How many lines of the listing below hold the word "feels"? Answer with the number alone.
** Opening Data records block **
PR #6987, opened 2024-07-19
Audit assertion improvements: Type check mandatory fields

bbrks:
Example output:
```
panic: audit event "54000" (Create database) invalid:
4 errors:
missing mandatory field remote.ip
missing mandatory field remote.port
field value for id must be of type int but had string
field value for local must be of type map[string]interface {} but had string
```

- [ ] `GSI=true,xattrs=true` https://jenkins.sgwdev.com/job/SyncGateway-Integration/2594/

### DIFF
--- a/base/audit_types.go
+++ b/base/audit_types.go
@@ -10,6 +10,7 @@ package base
 
 import (
 	"fmt"
+	"reflect"
 	"strconv"
 )
 
@@ -133,7 +134,7 @@ func (f AuditFields) expandMandatoryFieldGroups(groups []fieldGroup) {
 
 func (i AuditID) MustValidateFields(f AuditFields) {
 	if err := i.ValidateFields(f); err != nil {
-		panic(fmt.Errorf("audit event %s(%s) invalid:\n%v", AuditEvents[i].Name, i, err))
+		panic(fmt.Errorf("audit event %q (%s) invalid:\n%v", i, AuditEvents[i].Name, err))
 	}
 }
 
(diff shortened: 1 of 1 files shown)


base/audit_types.go
```diff
@@ -133,7 +134,7 @@ func (f AuditFields) expandMandatoryFieldGroups(groups []fieldGroup) {
 
 func (i AuditID) MustValidateFields(f AuditFields) {
 	if err := i.ValidateFields(f); err != nil {
-		panic(fmt.Errorf("audit event %s(%s) invalid:\n%v", AuditEvents[i].Name, i, err))
+		panic(fmt.Errorf("audit event %q (%s) invalid:\n%v", i, AuditEvents[i].Name, err))
```
bbrks, line 137: I changed this just to align with the existing assertion messages in `TestAuditLoggingFields`

base/audit_types.go
```diff
@@ -151,15 +152,25 @@ func (i AuditID) ValidateFields(f AuditFields) error {
...
-		if _, ok := fields[k]; !ok {
-			me = me.Append(fmt.Errorf("missing mandatory field %s", baseName+k))
-		}
 	}
 	return me.ErrorOrNil()
 }
+
+// matchingTypes returns true if the types of a and b are the same.
+func matchingTypes(a, b any) bool {
+	return reflect.TypeOf(a).Kind() == reflect.TypeOf(b).Kind()
```
bbrks, line 175: This is too strict for fields we rely on JSON marshalling for... Need to rethink with some spare time.

```
field value for timestamp must be of type string but had time.Time
field value for id must be of type int but had uint64
```

bbrks:
will revisit after code complete

PR #6988, opened 2024-07-19
CBG-4046 add attachment and create, update, delete events

torcolvin:
I added tests for REST api and didn't add tests for blip code.

## Pre-review checklist

- [ ] `GSI=true,xattrs=true` https://jenkins.sgwdev.com/job/SyncGateway-Integration/2613/


db/blip_handler.go
```diff
@@ -1328,6 +1328,11 @@ func (bh *blipHandler) handleGetAttachment(rq *blip.Message) error {
 	response.SetCompressed(rq.Properties[BlipCompress] == trueProperty)
 	bh.replicationStats.HandleGetAttachment.Add(1)
 	bh.replicationStats.HandleGetAttachmentBytes.Add(int64(len(attachment)))
+	base.Audit(bh.loggingCtx, base.AuditIDAttachmentRead, base.AuditFields{
+		base.AuditFieldDocID:        docID,
+		base.AuditFieldDocVersion:   allowedAttachment.docVersion,
+		base.AuditFieldAttachmentID: attachmentKey,
```
adamcfraser: This isn't attachment name (which is how AuditFieldAttachmentID is being used elsewhere).  We don't currently hang on to attachment name after the rev message is sent - blip clients request attachments by digest.  

To support auditing the name I think we'll need to add the name to AttachmentStorageMeta when we build it from AttachmentsMeta, and then from there set it on AllowedAttachment when that gets built.  There are some corner cases though - I believe we allow multiple attachments on the same document with the same digest and different names, and they only get stored/replicated once (by digest).

db/crud.go
```diff
@@ -1902,8 +1918,15 @@ func (col *DatabaseCollectionWithUser) documentUpdateFunc(ctx context.Context, d
 	return updatedExpiry, newRevID, newDoc, oldBodyJSON, unusedSequences, changedAccessPrincipals, changedRoleAccessUsers, createNewRevIDSkipped, err
 }
 
+// updatedAttachments is returned after processing attachments from an inline body
+type updatedAttachments struct {
+	data         AttachmentData // stores the AttachmentData from the changed attachments
+	createdNames []string       // names of the attachments that were created, for logging later
+	updatedNames []string       // names of the attachments that were updated, for logging later
+}
+
```
adamcfraser: I assume you modified the struct in this way (instead of changing the entries in AttachmentData to structs with a created/updated flag) to minimize refactoring/risk - that seems reasonable for 3.2, but maybe file a ticket to refactor post-3.2 to reduce the duplicated storage of attachment names.

db/crud.go
```diff
@@ -2172,13 +2195,23 @@ func (db *DatabaseCollectionWithUser) updateAndReturnDoc(ctx context.Context, do
...
 		var obsoleteAttachments []string
-		for previousAttachmentID := range previousAttachments {
+		for previousAttachmentID, previousAttachmentName := range previousAttachments {
 			if _, found := leafAttachments[previousAttachmentID]; !found {
 				err = db.dataStore.Delete(previousAttachmentID)
 				if err != nil {
 					base.ErrorfCtx(ctx, "Error deleting obsolete attachment %q of doc %q, Error: %v", previousAttachmentID, base.UD(doc.ID), err)
 				} else {
 					obsoleteAttachments = append(obsoleteAttachments, previousAttachmentID)
+					if !isImport {
```
adamcfraser, line 2213: There isn't currently a way to change the set of attachments on a document during import, but this is a reasonable safety check.

adamcfraser (changes requested):
Overall approach looks good, some questions about attachment name.  Might merit unit tests to verify auditing of name is consistent across create/update/delete and via different pathways.

db/crud.go
torcolvin: This was just an oversight, addressed.

db/crud.go
torcolvin: This did hit this code pathway in a test. I didn't investigate it but I wonder if it is from having inline attachments? I'm inclined to not investigate it because it seems like the right behavior.

db/attachment.go
```diff
@@ -37,8 +37,15 @@ var (
...
-// AttachmentData holds the attachment key and value bytes.
-type AttachmentData map[string][]byte
+// updatedAttachment represents an attachment that has been modified by a create or update operation.
+type updatedAttachment struct {
+	body    []byte // The attachment data in bytes
+	updated bool   // If this attachment was an update of an existing attachments
+	created bool   // If this attachment was new on the body
+}
+
+// updatedAttachments holds the attachment key and contents of the attachment.
```
adamcfraser: What is 'the attachment key' here?  If we know whether this is attachment name, attachment digest, attachment document key, it would be helpful to mention that here.

db/attachment.go
```diff
@@ -130,14 +143,15 @@ func (db *DatabaseCollectionWithUser) storeAttachments(ctx context.Context, doc
 			}
 		}
 	}
-	return newAttachmentData, nil
+
+	return newAttachments, nil
 }
 
-// retrieveV2AttachmentKeys returns the list of V2 attachment keys from the attachment metadata that can be used for
+// retrieveV2AttachmentIDs returns the list of V2 attachment keys from the attachment metadata that can be used for
```
adamcfraser: What does IDs represent here?   Is it meant to be name, or Attachment document key?

db/attachment.go
```diff
@@ -37,8 +37,15 @@ var (
 	ErrAttachmentMeta = base.HTTPErrorf(http.StatusBadRequest, "Invalid _attachments")
 )
 
-// AttachmentData holds the attachment key and value bytes.
-type AttachmentData map[string][]byte
+// updatedAttachment represents an attachment that has been modified by a create or update operation.
+type updatedAttachment struct {
+	body    []byte // The attachment data in bytes
+	updated bool   // If this attachment was an update of an existing attachments
+	created bool   // If this attachment was new on the body
```
adamcfraser: Given that it's always only one of `updated` or `created`, it feels like two flags aren't necessary?

adamcfraser (dismissed):
Generally looks fine.  Some comment and code style comments, but can leave those to come back to in future.

db/crud.go
```diff
@@ -2100,6 +2115,24 @@ func (db *DatabaseCollectionWithUser) updateAndReturnDoc(ctx context.Context, do
 		return nil, "", err
 	}
 
+	if doc.IsDeleted() {
```
adamcfraser: I don't believe we want to audit imports as create/delete/update (they are just updating the metadata).  Move all this be inside an `if !isImport { ... }` block?

db/crud.go
```diff
@@ -2100,6 +2115,24 @@ func (db *DatabaseCollectionWithUser) updateAndReturnDoc(ctx context.Context, do
...
+		base.Audit(ctx, base.AuditIDDocumentDelete, base.AuditFields{
+			base.AuditFieldDocID:      docid,
+			base.AuditFieldDocVersion: newRevID,
```
adamcfraser: Tombstones can have channels - feels like we should be including base.AuditFieldChannels here too.

base/audit_events.go
```diff
@@ -1088,17 +1087,16 @@ var AuditEvents = events{
 		},
 		mandatoryFieldGroups: []fieldGroup{
 			fieldGroupAuthenticated,
-			fieldGroupDatabase,
 			fieldGroupKeyspace,
-			fieldGroupRequest,
 		},
-
+		optionalFieldGroups: []fieldGroup{
+			fieldGroupRequest, // this will be present everywhere except tests,
```
adamcfraser, line 1130: I expect this comment should match the one for Delete, since exceptions would be the same?

base/audit_events.go
```diff
@@ -1071,9 +1068,11 @@ var AuditEvents = events{
 		},
 		mandatoryFieldGroups: []fieldGroup{
 			fieldGroupAuthenticated,
-			fieldGroupDatabase,
 			fieldGroupKeyspace,
 		},
+		optionalFieldGroups: []fieldGroup{
+			fieldGroupRequest, // this is not present on ISGR or import,
```
adamcfraser: Should this be included on AuditIDDocumentUpdate and AuditIDDocumentCreate (or omitted here)?

db/database.go
```diff
@@ -2129,6 +2129,16 @@ func (dbCtx *DatabaseContext) AddDatabaseLogContext(ctx context.Context) context
 	return ctx
 }
 
+func (dbCtx *DatabaseContext) AddBucketUserLogContext(ctx context.Context) context.Context {
+	spec := dbCtx.BucketSpec
+	if spec.Server == "" || spec.IsWalrusBucket() {
+		return base.UserLogCtx(ctx, "rosmar_noauth", base.UserDomainBuiltin, nil)
+	}
+	username, _, _ := dbCtx.BucketSpec.Auth.GetCredentials()
+	return base.UserLogCtx(ctx, username, base.UserDomainBuiltin, nil) // FIXME, should I pick up roles?
```
adamcfraser: @bbrks what's your take on this question?

db/database.go
```diff
@@ -2336,6 +2346,7 @@ func (db *DatabaseContext) StartOnlineProcesses(ctx context.Context) (returnedEr
 	// If this is an xattr import node, start import feed.  Must be started after the caching DCP feed, as import cfg
 	// subscription relies on the caching feed.
 	if db.autoImport {
+		ctx := db.AddBucketUserLogContext(ctx)
```
adamcfraser, line 2357: I'm not sure why this is only being set for import - it seems like it would apply to everything in StartOnlineProcesses?

db/util_testing.go
```diff
@@ -676,8 +676,12 @@ func SetupTestDBForDataStoreWithOptions(t testing.TB, tBucket *base.TestBucket,
...
 	require.NoError(t, err, "Couldn't create database 'db'")
 
-	ctx = db.AddDatabaseLogContext(ctx)
-	return db, ctx
+	return db, addDatabaseAndTestUserContext(ctx, db)
+}
+
+// addDatabaseAndTestUserContext adds a fake user to the context
+func addDatabaseAndTestUserContext(ctx context.Context, db *Database) context.Context {
+	return db.AddDatabaseLogContext(base.UserLogCtx(ctx, "gotest", base.UserDomainBuiltin, nil))
```
adamcfraser, line 685: Why is this not handled by the AddBucketUserLogContext?

rest/utilities_testing.go
```diff
@@ -536,7 +536,8 @@ func (rt *RestTester) GetUserAdminAPI(username string) auth.PrincipalConfig {
 // GetSingleTestDatabaseCollection will return a DatabaseCollection if there is only one. Depending on test environment configuration, it may or may not be the default collection.
 func (rt *RestTester) GetSingleTestDatabaseCollection() (*db.DatabaseCollection, context.Context) {
 	c := db.GetSingleDatabaseCollection(rt.TB(), rt.GetDatabase())
-	return c, c.AddCollectionContext(rt.Context())
+	ctx := base.UserLogCtx(c.AddCollectionContext(rt.Context()), "gotest", base.UserDomainBuiltin, nil)
```
adamcfraser, line 538: The UserLogCtx feels like it is getting set arbitrarily in a lot of places.  Can you help me understand the general approach we're using to decide whether to set "gotest"?  I would have thought a DatabaseCollection shouldn't have a user context (since it's not a DatabaseCollectionWithUser).

rest/doc_api.go
```diff
@@ -644,6 +648,10 @@ func (h *handler) handleGetLocalDoc() error {
 	}
 	value[db.BodyId] = "_local/" + docid
 	h.writeJSON(value)
+	base.Audit(h.ctx(), base.AuditIDDocumentRead, base.AuditFields{
+		base.AuditFieldDocID:      docid,
+		base.AuditFieldDocVersion: value[db.BodyRev], // this value might not be populated if this is a doc that starts with _sync
```
adamcfraser: I agree, I don't think BodyRev is a required field for local docs.  Can we just remove this?

rest/audit_test.go
```diff
@@ -974,6 +1120,22 @@ func requireDocumentReadEvents(rt *RestTester, output []byte, docID string, docV
 	require.Equal(rt.TB(), docVersions, docVersionsFound)
 }
 
+// requireAttachmentEvents validates that create attachment events
+func requireAttachmentEvents(rt *RestTester, eventID base.AuditID, output []byte, docID, docVersion string, count int) {
+	events := jsonLines(rt.TB(), output)
+	countFound := 0
+	for _, event := range events {
+		// skip events that are not document read events
```
adamcfraser:
```suggestion
		// skip events that are not the target eventID
```

rest/audit_test.go
```diff
@@ -974,6 +1120,22 @@ func requireDocumentReadEvents(rt *RestTester, output []byte, docID string, docV
 	require.Equal(rt.TB(), docVersions, docVersionsFound)
 }
 
+// requireAttachmentEvents validates that create attachment events
```
adamcfraser: Is the idea that this expects that eventID is one of the attachment crud event IDs?

adamcfraser (changes requested):

db/database.go
bbrks: Not needed. Roles are passed for filtering only. In the case of `builtin` users, people can use the username based filtering if they don't want these audit events.

db/database.go
torcolvin: I wanted to be sure that we weren't passing this anywhere we shouldn't be, but I think this is probably true.

db/util_testing.go
torcolvin: This is for code that works directly in a test: `collection.Put(ctx, ..)` needs a user and this provides a user. I wanted to make it clear that this wasn't a real user. This is only used by the db package.

rest/utilities_testing.go
torcolvin: This is for code that works directly in a test: collection.Put(ctx, ..) needs a user and this provides a user. I wanted to make it clear that this wasn't a real user. This is for cases like import tests where we directly call functions outside of REST calls.

-run
bbrks, line 1: accidental files included

rest/bulk_api.go
```diff
@@ -458,6 +458,19 @@ func (h *handler) handleBulkGet() error {
...
+					base.WarnfCtx(h.ctx(), "Unexpected format of attachments in the body %+v", atts)
+				}
+				for attachment := range attsMap {
+					base.Audit(h.ctx(), base.AuditIDAttachmentRead, base.AuditFields{
+						base.AuditFieldDocID:        docid,
+						base.AuditFieldDocVersion:   revid,
+						base.AuditFieldAttachmentID: attachment,
+					})
+				}
+			}
```
bbrks: This is only reading metadata of the attachment, unless `includeAttachments` is set.

Does this need to be conditional?

db/raw_doc_with_inline_sync.json
```diff
@@ -0,0 +1,14 @@
+{
```
adamcfraser: I think I'd rather be more deliberate about switching to the use of embed and standalone json files for testing, instead of just adding this single standalone file - would like to think about organization, packaging, etc.  Any reason this can't be inline with the test file, like we do in other spots?

db/crud.go
```diff
@@ -2355,7 +2399,7 @@ func (db *DatabaseCollectionWithUser) DeleteDoc(ctx context.Context, docid strin
 }
 
 // Purges a document from the bucket (no tombstone)
-func (db *DatabaseCollectionWithUser) Purge(ctx context.Context, key string) error {
+func (db *DatabaseCollectionWithUser) Purge(ctx context.Context, key string, needsAudit bool) error {
```
adamcfraser, line 2402: I'm not seeing any cases that call this with needsAudit=false.  Are there such cases?

adamcfraser (changes requested):

db/crud.go
torcolvin: The single case is https://github.com/couchbase/sync_gateway/blob/1fff8bb30eb7df5d2523987fef250dce740d7175/db/database.go#L1497

adamcfraser (dismissed):

bbrks (approved):

PR #6997, opened 2024-07-22
CBG-4090 Enable fieldGroupAuthenticated

adamcfraser:
CBG-4090

For HTTPRequest audit events, makes AuditFieldRealUserID an optional field, to handle non-authenticated endpoints and use cases.  Adds status as a required field to those endpoints to reliably identify authenticated vs. non-authenticated calls.

Standardizes on "user" for property name in real and effective user ID, switches to event field constants for this use cases.

Adds a hardcoded real userid for cases where auth is disabled on admin or metrics port - in that case uses (user,domain) of ("admin_noauth", "sgw_admin").  Open to naming suggestions if there's something more appropriate.

- [x] `GSI=true,xattrs=true` https://jenkins.sgwdev.com/job/SyncGateway-Integration/2602/

### DIFF
--- a/base/logging_context.go
+++ b/base/logging_context.go
@@ -267,10 +267,13 @@ type EffectiveUserPair struct {
 type UserIDDomain string
 
 const (
-	UserDomainSyncGateway UserIDDomain = "sgw"
-	UserDomainCBServer    UserIDDomain = "cbs"
-	UserDomainBuiltin                  = "builtin" // internal users (e.g. SG bootstrap user)
+	UserDomainSyncGateway      UserIDDomain = "sgw"
+	UserDomainCBServer         UserIDDomain = "cbs"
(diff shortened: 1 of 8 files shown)


base/logging_context.go
```diff
@@ -267,11 +267,14 @@ type EffectiveUserPair struct {
 type UserIDDomain string
 
 const (
-	UserDomainSyncGateway UserIDDomain = "sgw"
-	UserDomainCBServer    UserIDDomain = "cbs"
-	UserDomainBuiltin                  = "builtin" // internal users (e.g. SG bootstrap user)
+	UserDomainSyncGateway      UserIDDomain = "sgw"
+	UserDomainCBServer         UserIDDomain = "cbs"
+	UserDomainSyncGatewayAdmin UserIDDomain = "sgw_admin" // domain for SGW admin API when admin auth disabled
```
torcolvin, line 272: I think I'd probably add `sgw_admin_noauth` here, but I don't feel strongly about this.

torcolvin (approved):

PR #7010, opened 2024-07-23
CBG-4101 add AuditIDChangesFeedStarted from blip

torcolvin:


base/audit_events.go
```diff
@@ -814,6 +813,9 @@ var AuditEvents = events{
 			AuditFieldFeedType:    "continuous, normal, longpoll, websocket, etc.",
 			AuditFieldIncludeDocs: true,
 		},
+		optionalFieldGroups: []fieldGroup{
+			fieldGroupRequest, // active replicator push doesn't have local and remote
```
adamcfraser: Do we want to audit usage by the active push replicator?

db/blip_handler.go
```diff
@@ -457,6 +457,18 @@ func (bh *blipHandler) sendChanges(sender *blip.Sender, opts *sendChangesOptions
 		return false
 
 	}
+	auditFields := base.AuditFields{
+		base.AuditFieldSince:    options.Since.String(),
+		base.AuditFieldChannels: channelSet,
```
adamcfraser: AuditFieldChannels and AuditFieldDocIDs ares optional, should only be populated when non-empty.

If we're trying to align with the REST-based events, we should populated AuditFieldFilter based on whether channels or docIDs are empty.

adamcfraser (changes requested):

db/blip_handler.go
** Closing Data records block **
**Response to the exercise**.
3